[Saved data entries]
PR #1595, opened 2020-11-10
fix: Don't use a hardcoded catalyst when signing up

pablitar:
Since there is a need for sign up to have a catalyst configured in order to function, a hardcoded catalyst was implemented.

But this is not necessary as we don't need to login to fetch the catalysts from the DAO.

Also: Added an http request to avoid the need to use the catalyst contract directly. This falls back to DAO if there is an issue.

### DIFF
--- a/kernel/packages/shared/dao/index.ts
+++ b/kernel/packages/shared/dao/index.ts
@@ -103,7 +103,7 @@ async function fetchCatalystNodes(endpoint: string | undefined) {
     }
   }
 
-  return await fetchCatalystNodesFromDAO()
+  return fetchCatalystNodesFromDAO()
 }
 
 export async function fetchCatalystRealms(nodesEndpoint: string | undefined): Promise<Candidate[]> {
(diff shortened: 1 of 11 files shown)


kernel/packages/shared/dao/index.ts
```diff
@@ -88,8 +88,26 @@ export function ping(url: string, timeoutMs: number = 5000): Promise<PingResult>
...
+      }
+    } catch (e) {
+      defaultLogger.warn(`Tried to fetch catalysts from ${endpoint} but failed. Falling back to DAO contract`, e)
+    }
+  }
+
+  return await fetchCatalystNodesFromDAO()
+}
+
+export async function fecthCatalystRealms(nodesEndpoint: string | undefined): Promise<Candidate[]> {
```
nchamo:
```suggestion
export async function fetchCatalystRealms(nodesEndpoint: string | undefined): Promise<Candidate[]> {
```

nchamo (approved):
Great work!

caminoezequiel (approved):

PR #966, opened 2019-07-29
Azure Functions: when there is 1 function left, user should not be able to remove it 

streetcoder123:
Task: https://microsoftgarage.visualstudio.com/Intern%20GitHub/_workitems/edit/30870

REQUIRED ACTION
Within the data above, pick out all lines holding the word "shared".

OUTPUT BELOW
--- a/kernel/packages/shared/dao/index.ts
+++ b/kernel/packages/shared/dao/index.ts
kernel/packages/shared/dao/index.ts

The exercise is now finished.